Anyway...after playing hide and seek with Nate, I made a quick stop to pee...noticed the toilet paper roll was empty, opened the small cabinet (the safe cabinet...I thought) and grabbed a new roll. I always inspect everything I pick up, just in case, but this was from the bug-proof cabinet...so I gave it a once-over and hurried, as I heard Nate running through the house looking for me.

Well, I suppose it would have been wise to peer into the tube of the TP I'd picked up, because there was a FREAKIN HUGE cockroach inside it.

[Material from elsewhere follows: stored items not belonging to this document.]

PR #291, opened 2025-04-02
Update testing.md

kyranb:
Properties are now protected and need to be accessed through the public method.

## Description

Properties are now protected and need to be accessed through the public method. So the docs have been updated to reflect that.


sixlive (approved):
Awesome thanks!!

PR #298, opened 2025-04-06
feat(deepseek): support api url configuration

JaguarJack:
## Description
The deepseek API URL in the current project is fixed and official. Currently, there are many transfer platforms, such as openrouter, which also support it. So you need to change the deepseek API URL to a configurable file.


sixlive (approved):
This is great! Thanks!

pushpak1300 (approved):

PR #303, opened 2025-04-09
feat(server): system messages

edvinbrobeck:
## Description
This PR simply adds `SystemMessage` to the mapping in `PrismChatController`.
I was using Open WebUI with a knowledge base, and the "RAG context" is added with `'role' => 'system'`.


sixlive (approved):
AWESOME!! Thank you! I meant to do this at somepoint but lost track of it, thanks!

PR #308, opened 2025-04-11
chore(docs): align code example with ollama provider

kauffinger:
While working through the providers I found this code snippet. Thought I'd align it with the to not confuse beginners.


sixlive (approved):
Good catch! Thanks!

PR #311, opened 2025-04-13
fix(gemini): image from url fix

uchm4n:
## Description
This PR fixes image analysis from URLs for `Gemini` models. Initially, this feature was implemented for `Anthropic` but was never tested on `Gemini`. `Gemini`, however, supports images from URLs as long as the content is base64 encoded.

To identify which provider is being used, I registered `ProviderEnum` in the IoC container to retrieve it later. (This approach can be reused in the future if we need to check provider instances per feature.)

Additionally, I fixed the related tests.


ChrisB-TL:
I am currently working on a rationalisation of how we handle images and documents to handle different providers' levels of support neatly. I'll work this in?

sixlive:
Yeah, thanks @ChrisB-TL

ChrisB-TL:
@uchm4n see draft PR #321 - thoughts welcome!

sixlive:
I'm gonna go ahead and close this for now in favor of what @ChrisB-TL is working on. Lets move the conversation over this #321

PR #133, opened 2020-08-23
Use separate environment for tests

devmotion:
Since we dropped Julia < 1.3, we can use the [new way of specifying test dependencies on Julia >= 1.2](https://julialang.github.io/Pkg.jl/v1/creating-packages/#Test-specific-dependencies-in-Julia-1.2-and-above-1). This seems to fix the issue with Zygote not being compatible with FillArrays 0.9 as well (before Distributions 0.23.9 pulled in FillArrays 0.9, but it seems with this new setup Pkg realizes immediately that it should use Distributions 0.23.8 in the tests). I guess we should change the test dependencies in the same way in all other packages that require Julia >= 1.2.


devmotion:
@torfjelde This is the only change needed before tagging a new release.

torfjelde (approved):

You know how you pick up a roll and put two fingers into the tube to hold it and use your other hand to unroll? Yeah...well, I did that only I felt something move, just for a split second, because with that he catapulted himself out of the TP tube and landed directly on my naughtybits!!!! And by 'naughtybits' I mean my hoo-haa!!! My giblets!!!! My girlparts!!! I swear to you, not even a full second had passed...my brain was still trying to process, I looked down to see the bug as it landed on me...hopped onto my undies and disappeared with lightning speed INTO MY PANTS LEG!!!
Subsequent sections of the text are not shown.